### WHAT YOU HAVE TO DO:
Look through the records below, and copy out every line that holds the string "manager".

★ ★ ★ ★

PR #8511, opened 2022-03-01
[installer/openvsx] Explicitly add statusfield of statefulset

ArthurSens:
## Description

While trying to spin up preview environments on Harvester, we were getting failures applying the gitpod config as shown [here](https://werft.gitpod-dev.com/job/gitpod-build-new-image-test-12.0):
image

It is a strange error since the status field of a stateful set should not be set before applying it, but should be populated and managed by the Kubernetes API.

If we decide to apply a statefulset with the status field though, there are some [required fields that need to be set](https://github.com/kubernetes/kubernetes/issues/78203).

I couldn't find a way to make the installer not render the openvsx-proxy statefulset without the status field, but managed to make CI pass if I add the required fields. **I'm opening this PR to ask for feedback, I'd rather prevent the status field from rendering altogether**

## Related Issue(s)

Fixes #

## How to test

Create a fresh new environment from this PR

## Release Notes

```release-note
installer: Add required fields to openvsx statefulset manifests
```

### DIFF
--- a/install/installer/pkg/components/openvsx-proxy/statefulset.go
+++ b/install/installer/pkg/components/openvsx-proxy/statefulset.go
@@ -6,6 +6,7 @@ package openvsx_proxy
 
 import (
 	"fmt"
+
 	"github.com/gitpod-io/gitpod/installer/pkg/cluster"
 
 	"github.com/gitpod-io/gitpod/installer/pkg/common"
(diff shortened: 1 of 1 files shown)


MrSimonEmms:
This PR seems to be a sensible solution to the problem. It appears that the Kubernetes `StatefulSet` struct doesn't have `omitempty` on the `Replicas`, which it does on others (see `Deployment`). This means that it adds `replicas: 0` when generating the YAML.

★ ★ ★ ★

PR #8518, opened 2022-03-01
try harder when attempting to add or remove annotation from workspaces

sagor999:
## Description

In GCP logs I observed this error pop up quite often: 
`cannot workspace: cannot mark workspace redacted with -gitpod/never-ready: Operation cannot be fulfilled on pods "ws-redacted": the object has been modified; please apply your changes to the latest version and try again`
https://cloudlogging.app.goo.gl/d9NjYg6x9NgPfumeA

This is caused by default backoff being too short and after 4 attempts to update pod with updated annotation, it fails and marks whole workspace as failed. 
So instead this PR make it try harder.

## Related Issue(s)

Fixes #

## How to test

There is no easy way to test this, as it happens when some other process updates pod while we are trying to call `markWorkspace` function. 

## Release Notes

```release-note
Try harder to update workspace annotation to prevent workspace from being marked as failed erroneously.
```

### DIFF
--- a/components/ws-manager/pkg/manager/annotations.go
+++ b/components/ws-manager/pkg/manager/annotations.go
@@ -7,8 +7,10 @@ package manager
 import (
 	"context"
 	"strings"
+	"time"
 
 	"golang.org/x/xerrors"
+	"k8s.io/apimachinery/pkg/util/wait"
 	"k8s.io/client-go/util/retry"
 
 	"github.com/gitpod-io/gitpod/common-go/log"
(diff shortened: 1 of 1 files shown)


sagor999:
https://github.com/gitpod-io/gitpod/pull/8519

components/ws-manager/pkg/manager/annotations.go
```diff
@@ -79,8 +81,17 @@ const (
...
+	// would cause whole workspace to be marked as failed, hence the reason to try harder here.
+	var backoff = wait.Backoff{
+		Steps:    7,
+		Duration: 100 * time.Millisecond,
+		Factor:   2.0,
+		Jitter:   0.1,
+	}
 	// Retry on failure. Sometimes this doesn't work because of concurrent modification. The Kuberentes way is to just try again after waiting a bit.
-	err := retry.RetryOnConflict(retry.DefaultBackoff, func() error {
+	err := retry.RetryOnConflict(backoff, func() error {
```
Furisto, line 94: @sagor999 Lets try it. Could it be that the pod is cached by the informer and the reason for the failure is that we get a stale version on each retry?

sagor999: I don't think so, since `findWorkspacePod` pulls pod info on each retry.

★ ★ ★ ★

### SOLUTION FOR THIS EXERCISE:
--- a/components/ws-manager/pkg/manager/annotations.go
+++ b/components/ws-manager/pkg/manager/annotations.go
@@ -7,8 +7,10 @@ package manager
components/ws-manager/pkg/manager/annotations.go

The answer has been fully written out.